Detailed statistical studies of simple regression analysis of weight on age showed poor correlation for both sexes, (r2 = 0.03154 for females, 0.04324 for males). Similarly, poor correlation was demonstrated between BMI and age for both sexes (r2 = 0.05386 for females, 0.081892 for male).

Table 3 and Figure 1 show a comparison of distribution of males and females according to BMI and subdivided by the arbitrary age groups 18–35 yr, 36–55 yr, and 56–74 yr. In all age groups, more women were moderately or severely obese. However, an equal proportion of men and women were mildly obese in age groups 18 to 35 and there was a slight male preponderance in the 36 to 55 year age group. Subjects in age group 36 to 55 years were significantly more obese than those in age group 18 to 35 years (Table 4), and women predominated in both age groups (P <0.0006).

Figure 1.
Figure 1.

Frequency distribution of BMI according to sex and age group.

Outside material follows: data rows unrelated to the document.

PR #178, opened 2024-11-26
Basic wallet recovery

LLFourn:
1. Allows you to delete keys from the key list
2. Allows you to recover them by plugging in devices

UI is quite rough but

### DIFF
--- a/frostsnapp/native/src/coordinator.rs
+++ b/frostsnapp/native/src/coordinator.rs
@@ -342,86 +342,84 @@ impl FfiCoordinator {
                             usb_sender.send(send_message);
                         }
                         CoordinatorSend::ToUser(msg) => {
-                            if let Some(ui_protocol) = &mut *ui_protocol_loop {
-                                ui_protocol.process_to_user_message(msg);
-                            } else {
-                                match msg {
-                                    CoordinatorToUserMessage::PromptRecoverShare(recover_share) => {
-                                        let span = span!(
-                                            Level::INFO,
-                                            "recovering share",
-                                            from = recover_share.held_by.to_string(),
-                                            key_name = recover_share.held_share.key_name,
-                                            access_structure_ref = format!(
-                                                "{:?}",
-                                                recover_share.held_share.access_structure_ref
-                                            ),
+                            match msg {
+                                // there is no UI protocol for share recovery because it happens in the background.
+                                CoordinatorToUserMessage::PromptRecoverShare(recover_share) => {
+                                    let span = span!(
+                                        Level::INFO,
+                                        "recovering share",
+                                        from = recover_share.held_by.to_string(),
+                                        key_name = recover_share.held_share.key_name,
+                                        access_structure_ref = format!(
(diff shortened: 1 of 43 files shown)


frostsnapp/native/src/coordinator.rs
```diff
@@ -161,28 +175,54 @@ impl FfiCoordinator {
...
                                 if let Some(protocol) = &mut *ui_protocol_loop {
-                                    protocol.connected(*id);
+                                    protocol.connected(id);
+                                }
+
+                                if let Some(connected_device) = device_list.get_device(id) {
+                                    // we only send some messages out if the device has up to date firmware
+                                    if !connected_device.needs_firmware_upgrade().0 {
+                                        coordinator_outbox.extend(
+                                            coordinator.maybe_request_nonce_replenishment(id),
```
nickfarrow, line 194: Does this belong here/in this PR? - nonce replenishment has been in the code for a while, or is it to handle per-coordinator nonces?

nickfarrow:
If I restore delete and restore a key without deleting the entire database, the app remembers the network somehow. If I delete the DB, the network is assumed to be mainnet. I guess we are loading old `Mutation::SetWalletNetwork`s, maybe we want to avoid this behaviour, and only load key-related mutations after a NewKey?

frostsnapp/native/src/coordinator.rs
```diff
@@ -711,11 +828,107 @@ impl FfiCoordinator {
...
+        key_state(
+            &self.recoverable_keys.lock().unwrap(),
+            &self.coordinator.lock().unwrap(),
+        )
+    }
+
+    pub fn start_recovery(&self, key_id: KeyId) -> Result<()> {
+        let mut recoverable_keys = self.recoverable_keys.lock().unwrap();
+        let recover_shares_by_as = recoverable_keys
+            .range(AccessStructureRef::range_for_key(key_id))
```
nickfarrow, line 842: What was the thinking here? Seems to filter for all access structures

frostsnapp/native/src/coordinator.rs
LLFourn: Yes we shouldn't request nonces from devices unless they have update firmware. We should only send the messages needed to updated firmware.

LLFourn:
@nickfarrow don't we know the network of the key now? I guess we should just transmit that.

LLFourn:
@nickfarrow we didn't have the full network. We just had what kind of network. I changed this to the full network . 

> We need to know it on the device so the coordinator can recover it. Therefore it should be frostsnap_core responsibility and therefore we don't need to store it in an sql table or have a "settings" thing since it can't change (for now).

LLFourn:
@nickfarrow alright there's another separate commit that fixes a bug found by @evanlinjin on master. This PR felt like the easiest place to fix it since some of the parts for the fix I'd already developed as part of this PR.

Please review the last two commit separately.

nickfarrow (approved):
Works great, reviewed and tested recent commits

PR #181, opened 2024-12-06
Wipe device data

nickfarrow:


nickfarrow:
Ready for review. There is some slightly weird behaviour if you reset a device in a daisy chain - it panics the upstream device, and doesn't get removed from the device list.

LLFourn:
I don't get the panic. For me the coordinator just never realizes the latter device has reset since it doesn't get error bytes written to it directly. I think you can always just write magic bytes upstream before resetting to fix this -- a better way might be to add an explicit reset signal.

 It would be good if we had a proper modal to indicate you should be looking at the device screen when you need to confirm the data wipe but we can do that later.

frostsnapp/lib/device_settings.dart
```diff
@@ -47,14 +47,32 @@ class _DeviceSettingsState extends State<DeviceSettings> {
...
+            {
+              /* nothing needs to be done */
+            }
+          case DeviceListChangeKind.Named:
+            {
+              /* nothing needs to be done */
+            }
+        }
+      }
+
```
LLFourn, line 72: I think you can just do:

```
deviceListSubject.firstWhere((change) => change.kind == DeviceListChangeKind.Removed);
```

Or something!

LLFourn (changes requested):
Small dart code optimization otherwise this looks good.

frostsnapp/lib/device_settings.dart
nickfarrow: Fixed!

frostsnapp/native/src/api.rs
```diff
@@ -1038,6 +1038,11 @@ impl Coordinator {
     pub fn get_connected_device(&self, id: DeviceId) -> SyncReturn<Option<ConnectedDevice>> {
         SyncReturn(self.0.get_connected_device(id))
     }
+
+    pub fn wipe_device_data(&self, device_id: DeviceId) -> SyncReturn<()> {
```
LLFourn, line 1042: I think `SyncReturn<()>` is unnecessary. Is this thing fallible? It should probably return a Stream. I'm guessing this is just keeping it simple for now which is fine as who knows how this turns out after we do some redesigning.

LLFourn (approved):

PR #183, opened 2024-12-12
Conch communication

LLFourn:
Most important commit:

```
[comms] You can only send messages when you have the conch 🐚

This system makes it unlikely that a device can be busy doing something
else when a downstream device sends a messages upstream and therefore
lose the message. Only the device with the conch can send a message and
by implication you only need to be ready to receive downstream messages
if you have sent the conch downstream.

This is a breaking change.
```

Also I added message encapsulation so it will be easier to make non-breaking changes in the future. The idea is that we put a length so we can see the length of a message even if we can't decode it. That way we can ignore it if we don't understand it.


LLFourn:
I made this backwards compatible by using the last byte of the magic bytes as a kind of version communicator. Also bumped the number of nonces to 100.

device/src/esp32_run.rs
```diff
@@ -411,36 +324,228 @@ where
...
+                            upgrade = Some(upgrade_);
+                        }
+                        CoordinatorUpgradeMessage::EnterUpgradeMode => {}
+                    },
                 }
             }
 
-            if let Some(ui_event) = ui.poll() {
+            {
+                let staged_mutations = signer.staged_mutations();
```
nickfarrow, line 448: You accidentally duplicated a lot of code in this file

frostsnap_comms/src/lib.rs
```diff
@@ -45,13 +45,24 @@ pub const BINCODE_CONFIG: bincode::config::Configuration<
 pub enum ReceiveSerial<D: Direction> {
     MagicBytes(MagicBytes<D>),
     Message(D::RecvType),
+    Unused9,
```
nickfarrow, line 55: Very cool enums let you do this so simply

nickfarrow:
Rebased, and deleted code duplication in 509e72be8fa74727d5e46c75bd2e3a6d600de253

Need to check I did the right thing with DeviceDataWipe encapsulation

device/src/esp32_run.rs
LLFourn: Thanks for catching this!

nickfarrow:
When my device has a large number of held shares, I get message timeout errors . Is this unrelated to the conch design?
```
  DEBUG frostsnap_coordinator::usb_serial_manager: queueing message, RequestHeldShares
    at frostsnap_coordinator/src/usb_serial_manager.rs:497
    in frostsnap_coordinator::usb_serial_manager::send on port with port: "/dev/ttyACM0", gist: "RequestHeldShares"
    in frostsnap_coordinator::usb_serial_manager:: with destinations: "0357ce82f30a48e076c3a72b41f0b3bdcf29095fe92fdf4c00fdafa533e3dee3ed"
    in frostsnap_coordinator::usb_serial_manager::poll_ports
    at frostsnap_coordinator/src/
ERROR frostsnap_coordinator::usb_serial_manager: failed to read message from port, port: "/dev/ttyACM0", error: "Io { inner: Custom { kind: TimedOut, error: \"Operation timed out\" }, additional: 282 }
```

nickfarrow (approved):

PR #184, opened 2024-12-13
[native] Remove pending_for_outbox

LLFourn:
pending_for_outbox was no longer needed for anything but was being used to send messages to devices. These messages were always duplicates. This caused a panic when you had a device plugged in already before you went to sign.


nickfarrow (approved):

nickfarrow:
Ran `flutter upgrade` and tested, thanks for fixing!

PR #190, opened 2024-12-19
Retheme wallet page

evanlinjin:


frostsnapp/android/app/src/main/AndroidManifest.xml
```diff
@@ -3,12 +3,14 @@
     <uses-permission android:name="android.permission.INTERNET"/>
     <uses-sdk android:minSdkVersion="12" />
 
+    <!-- llfourn removed allowBackup. Seems like we wouldn't want it. -->
+    <!-- evanlinjin added enableOnBackInvokedCallback -->
```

Table 3. Comparison of distribution of men and women according to BMI and age groups.

Table 4. Test of significance in obesity rates by age groups and gender.

DISCUSSION

Although mild obesity (grade I) is not considered to pose an appreciable risk[1], marked obesity (grades II and III) is associated with increased morbidity and mortality[7]. Therefore it is important to determine its prevalence in a society so that proper preventive measures can be instituted, if findings indicate a serious problem.

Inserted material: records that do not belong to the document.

PR #191, opened 2024-12-20
Update esp-hal to v0.22.0

musdom:
- Take gpio pins from peripherals
- Remove 'Blocking' and uart Instance type constraints
- No longer passing reference to clocks in drivers
- Change baudrate in apply_config
- SHA peripheral change in ota verifier

Tested OTA update, keygen and sign with 3 devices. It didn't panic when I sign right after keygen.


device/src/bin/v2.rs
```diff
@@ -650,17 +639,23 @@ fn panic(info: &core::panic::PanicInfo) -> ! {
         None => write!(&mut panic_buf, "{}", info),
     };
 
-    let spi = Spi::new(peripherals.SPI2, 80u32.MHz(), SpiMode::Mode2, &clocks)
-        .with_sck(io.pins.gpio8)
-        .with_mosi(io.pins.gpio7);
+    let spi = Spi::new_with_config(
+        peripherals.SPI2,
+        spiConfig {
+            frequency: 40.MHz(),
```
LLFourn, line 645: Why did this change from 80 to 40. Did the semantics of the arguments change or are you changing the frequency for some reason?

LLFourn (approved):
LGTM. I asked one question.

device/src/bin/v2.rs
musdom: This should be 80 my bad

PR #193, opened 2025-01-07
Add app icon

nickfarrow:
If we leave the icon background transparent, it becomes white - doesn't look so nice. I quite like the sky blue but can try other colours!


LLFourn (approved):

LLFourn:
might as well yolo approve and merge this.

Issue #503, opened 2026-06-19
Transaction ordering issue (MAC)


happytobeunhinged:
Sent 0.00025000 to wallet
then sent 0.00010308 off to another wallet
sent it back and received 0.00009556 back to wallet

The balance is correct but the order of transactions is wrong and would be confusing if you had a lot.

![Image](https://github.com/user-attachments/assets/b7f545a3-097d-4ccf-a1fa-f8be59f113ca)

![Image](https://github.com/user-attachments/assets/a521e82f-f8dc-47ad-9761-4b871869b34a)

PR #516, opened 2026-07-16
Fix transaction list ordering

nickfarrow:
Transactions were sometimes showing up in the wrong order (#503).

We were ordering the list by bdk's `list_ordered_canonical_txs` (which sorts by spend-depth, not time) and just reversing it. So a fresh unconfirmed receive, being a "root" in the spend graph, sank below older confirmed txs.

Changed to sort pending first, then confirmed by most recent block, and only fall back to spend order (child above parent) to break ties.

### DIFF
--- a/frostsnap_coordinator/src/bitcoin/wallet.rs
+++ b/frostsnap_coordinator/src/bitcoin/wallet.rs
@@ -326,7 +326,10 @@ impl CoordSuperWallet {
 
     pub fn list_transactions(&mut self, master_appkey: MasterAppkey) -> Vec<Transaction> {
         self.lazily_initialize_key(master_appkey);
-        let mut txs = self
+        // bdk's canonical order is topological (spend-depth), not by time, so reverse it to
+        // get child-before-parent, then sort newest-first by chain position (pending first,
+        // then confirmed by height). Stable sort keeps the child-before-parent tiebreak.
+        let mut canonical = self
             .tx_graph
             .graph()
             .list_ordered_canonical_txs(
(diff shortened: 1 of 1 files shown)


LLFourn (approved):
Reviewed and approving as a pragmatic fix.

Verified against `bdk_chain-0.23.3`: the stable `sort_by_key(Reverse(chain_position))` over the reverse of bdk's topological canonical order gives unconfirmed-first, then confirmed newest-block-first, with equal positions resolving child-above-parent via the stable tiebreak. This fixes the #503 interleaving — the old `txs.reverse()` on bdk's spend-depth (topological) order could drop a fresh unconfirmed tx into the middle of the list.

One honest caveat worth recording: the ordering is chain-position-primary and keeps topology only as an equal-key tiebreak, so it can still show a parent above its child in a rare unconfirmed edge. `ChainPosition::Ord` orders unconfirmed txs by `first_seen`/`last_seen` (with `None` sorting last), so an unconfirmed ancestor with `first_seen = None` sorts above a `first_seen = Some` child under `Reverse`, and the differing keys mean the stable topological tiebreak can't repair it.

That's not a defect in this PR — a fully DAG-consistent newest-first display order is implementable (Kahn's over the reversed DAG with a `Reverse(ChainPosition)` priority queue, i.e. the same machinery #2219 adds in the parent-before-child direction), and ideally lives upstream in bdk. Filed bitcoindevkit/bdk#2247 for a display-oriented canonical ordering; cf. bitcoindevkit/bdk#2201 / #2219.

For a small wallet-side fix this is a clear improvement over the status quo. LGTM.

In the present study, marked obesity was found in 16.5% of the men and 31.26% of the women. Overall, marked obesity was found in 24.72% of this adult population. This is considerably higher than the percentage cited by Garrow[1], who found marked obesity in only 4.05% of adults of both sexes in the U.K. and U.S. The reasons for these differences are uncertain, but may be related to differences in dietary and sociocultural habits and the environment. The hot climate, especially in the summer, tends to discourage even the more ambitious from engaging in more physically demanding recreation.

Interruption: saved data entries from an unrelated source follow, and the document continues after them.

PR #518, opened 2026-07-26
keygen: in-button spinner instead of the saving dialog (for #514)

LLFourn:
Implements the in-button spinner LLFourn asked for on #514 — no separate "Saving wallet to devices" dialog. Targets #514's branch; base it in and reconstruct as the signed commit when adopting (this is an unsigned experiment branch).

**Change** (`wallet_create.dart`, net −33 lines): on the "Final check → **Yes**" button, spin the Yes button in place while `getEncryptionKey → finalizeKeygen → ~1s settle` run inline, then close. Deletes the standalone `_KeygenSavingDialog` and the `_KeygenFinalizeResult`/`Success`/`Failure` classes; the dialog returns `AccessStructureRef?` directly.

**Safety (keygen-finalize path):**
- `PopScope(canPop: !saving)` so system-back can't dismiss the route mid-finalize; `barrierDismissible: false` kept.
- Re-entrancy guard — a second Yes is a no-op; both buttons disabled once saving.
- Fixed-footprint spinner (`Opacity` + `Stack`, 16px / strokeWidth 2) so the button doesn't reflow.
- `mounted` / `context.mounted` checked after every await before any pop/snackbar/setState.
- Single failure owner, exactly once: error → pop `null` + the existing `Failed to finalize keygen: $e` snackbar; the outer `asRef == null` uniformly resets keygen state for both No and failure — no retry path left open.
- Kept the `Semantics(liveRegion, label: 'Saving wallet to devices')` announcement.

**Video** (Android fsim, 1-of-1 keygen):

in-button spinner

Final check → tap **Yes** → "No" greys out and the "Yes" label becomes an in-place spinner (~1s) → wallet home. **Success path only** — the failure/snackbar path isn't recorded.

`flutter analyze`: **clean** on both the CI-fork base and #514's head `57378723`.

**Note for reviewers:** the existing e2e drivers `keygen_drive.dart` / `keygen_2of3_drive.dart` `waitFor('Saving wallet to devices')` still pass (that string is kept as the `Semantics` live-region label), but the separate saving *dialog* no longer appears — worth a driver comment.

Supersedes the page-step approach in #517.

### DIFF
--- a/frostsnapp/lib/wallet_create.dart
+++ b/frostsnapp/lib/wallet_create.dart
@@ -990,114 +990,163 @@ class _WalletCreatePageState extends State<WalletCreatePage> {
 
           if (!state.allAcks) continue;
 
-          final keygenCodeMatches =
-              await showDialog<bool>(
-                context: context,
-                barrierDismissible: false,
-                builder: (context) {
-                  final theme = Theme.of(context);
-                  return BackdropFilter(
-                    filter: blurFilter,
-                    child: AlertDialog(
-                      title: Text('Final check'),
-                      content: Column(
-                        mainAxisSize: MainAxisSize.min,
-                        crossAxisAlignment: CrossAxisAlignment.stretch,
-                        spacing: 16,
-                        children: [
-                          Text('Do all devices show this code?'),
-                          Card.filled(
-                            child: Center(
-                              child: Padding(
-                                padding: EdgeInsets.symmetric(
-                                  vertical: 12,
-                                  horizontal: 16,
-                                ),
-                                child: Column(
-                                  mainAxisSize: MainAxisSize.min,
-                                  children: [
-                                    Text(
-                                      '${form.threshold}-of-${form.selectedDevices.length}',
-                                      style: theme.textTheme.labelLarge,
-                                    ),
-                                    Text(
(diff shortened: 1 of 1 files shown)


LLFourn:
In the video there's a slight jump when "yes" is pressed and replaced with the spinner because of the change in height. Stabalize that please.

LLFourn:
Fixed — no height jump now (`ee5497b6`).

no jump

There were two independent size changes on Yes→spinner, both now eliminated **by construction** (no hardcoded heights):

1. **Button** — the spinner is a `Positioned.fill` overlay in the `Stack`, so the always-laid-out (transparent) `Text('Yes')` is the only size-determining child; the button's width *and* height stay locked to the label.
2. **Dialog** — the `saving` `Semantics` announcement had been a conditional child of the `spacing: 16` content `Column`, so flipping it in added a 16px gap and grew (re-centered) the whole `AlertDialog`. It's now a `Positioned.fill` overlay contributing zero layout, so the card is identical whether saving or not.

Frame-by-frame, the dialog card edges, "Final check" title, code card, "No" baseline, and actions-row Y are pixel-identical between the pre-tap and during-spinner frames. `flutter analyze` clean.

Using a BMI > 30 kg/m2 as the criterion for obesity in 467 nonpregnant Saudi women aged 15 to 49 years, Khwaja et al[8] observed an overall prevalence rate of 27% which was not statistically different (P = 0.2) from the 29.7% (95% confidence interval, 21.4–38.0) observed in our study which used similar criteria. However, they found that obesity was significantly related to age, and this was not the case in our study. The significant difference in prevalence for adult women and men cannot be accounted for by a difference in age, as both subpopulations had a similar mean age. This sex-related difference has also been observed in the Ten State Nutrition Survey[9]. The reasons are uncertain, but the difference may reflect different eating patterns or hormonal secretions. The obesity rate in a population increases considerably at about 40 years of age[10]. In our study population, obesity was uncommon in the relatively younger age groups. In our environment, and particularly in urban areas, women tend to lead a predominantly sedentary life, thus increasing the likelihood of obesity. Women do not have as much active outdoor life as men.

Attitudes toward obesity vary with culture. A community-based study conducted by one of the authors (TB) revealed that women who were visibly obese did not consider themselves so. This sociocultural attitude was also suggested by Dawson[11], who analyzed the ethnic differences in overweight females using data from the 1985 National Health Interview Survey and who remarked that “women's perceptions of whether or not they are overweight are more strongly influenced by their weight relative to their peers than by their weight relative to an arbitrary, health-based standard.”

In the present population, mild and moderate obesity were common. Our results are not necessarily representative of other areas in the Kingdom and thus further studies are needed to delineate the extent of obesity on a national level. Our results, however, do suggest that obesity is a major problem for the family doctor and the primary health care team who must be actively involved in its prevention. In view of the polygenic origin[12] of obesity, it is important in constructing treatment programs for the obese that factors such as sociocultural background be considered. The primary health care teams are ideally suited for detecting and preventing obesity.